*** Block opens ***

PR #13240, opened 2026-03-05
fix: Miscellaneous fixes in preparation for importing Ingredient Products

john-gom:

### What
Fixes and other changes identified to support the import of products as nutrients. Includes the following:

 - ignoring estimated nutrients or those with a less than modifier in data quality checks
 - Move the logic for validating product codes into one place
 - Add water as a standard nutrient
 - API documentation fix
 - Some error logging and supporting wide characters in the minion log

### DIFF
--- a/lib/ProductOpener/DataQualityFood.pm
+++ b/lib/ProductOpener/DataQualityFood.pm
@@ -1097,7 +1097,11 @@ sub nutrient_total_less_than_parts($nutrients_ref, $total_nid, @parts_nids) {
 		$parts += min_nutrient_value($nutrients_ref, $part);
 	}
 	# increased threshold from 0.001 to 0.01 (see issue #10491)
-	if (sprintf("%.2f", $parts) > sprintf("%.2f", $total + 0.01)) {
+	my $tolerance = 0.01;
+	if ($total >= 10) {
+		$tolerance = 0.1;
+	}
+	if (sprintf("%.2f", $parts) > sprintf("%.2f", $total + $tolerance)) {
 		return 1;
 	}
 	return 0;
--- a/tests/unit/dataqualityfood.t
+++ b/tests/unit/dataqualityfood.t
@@ -2019,6 +2019,32 @@ ok(
 	'sum of sugars and starch less than minimal traces of carbohydrates'
 ) or diag Dumper $product_ref;
 
+## Don't go more than 3 significant figures for larger values
+$product_ref = {
+	nutrition => {
+		input_sets => [
+			{
+				source => "producer",
+				preparation => "as_sold",
+				per => "100g",
+				nutrients => {
+					"carbohydrates" => {value => 10, unit => "g"},
+					"sugars" => {value => 9, unit => "g"},
+					"starch" => {value => 1.09, unit => "g"},
+				}
+			}
+		]
+	}
+};
+ProductOpener::DataQuality::check_quality($product_ref);
+ok(
+	!has_tag(
+		$product_ref, 'data_quality',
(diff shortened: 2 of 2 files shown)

*** Block closes ***

- [Problem statement] Return every line of the data unchanged.

- [Answer section]
PR #13240, opened 2026-03-05
fix: Miscellaneous fixes in preparation for importing Ingredient Products

john-gom:

### What
Fixes and other changes identified to support the import of products as nutrients. Includes the following:

 - ignoring estimated nutrients or those with a less than modifier in data quality checks
 - Move the logic for validating product codes into one place
 - Add water as a standard nutrient
 - API documentation fix
 - Some error logging and supporting wide characters in the minion log

### DIFF
--- a/lib/ProductOpener/DataQualityFood.pm
+++ b/lib/ProductOpener/DataQualityFood.pm
@@ -1097,7 +1097,11 @@ sub nutrient_total_less_than_parts($nutrients_ref, $total_nid, @parts_nids) {
 		$parts += min_nutrient_value($nutrients_ref, $part);
 	}
 	# increased threshold from 0.001 to 0.01 (see issue #10491)
-	if (sprintf("%.2f", $parts) > sprintf("%.2f", $total + 0.01)) {
+	my $tolerance = 0.01;
+	if ($total >= 10) {
+		$tolerance = 0.1;
+	}
+	if (sprintf("%.2f", $parts) > sprintf("%.2f", $total + $tolerance)) {
 		return 1;
 	}
 	return 0;
--- a/tests/unit/dataqualityfood.t
+++ b/tests/unit/dataqualityfood.t
@@ -2019,6 +2019,32 @@ ok(
 	'sum of sugars and starch less than minimal traces of carbohydrates'
 ) or diag Dumper $product_ref;
 
+## Don't go more than 3 significant figures for larger values
+$product_ref = {
+	nutrition => {
+		input_sets => [
+			{
+				source => "producer",
+				preparation => "as_sold",
+				per => "100g",
+				nutrients => {
+					"carbohydrates" => {value => 10, unit => "g"},
+					"sugars" => {value => 9, unit => "g"},
+					"starch" => {value => 1.09, unit => "g"},
+				}
+			}
+		]
+	}
+};
+ProductOpener::DataQuality::check_quality($product_ref);
+ok(
+	!has_tag(
+		$product_ref, 'data_quality',
(diff shortened: 2 of 2 files shown)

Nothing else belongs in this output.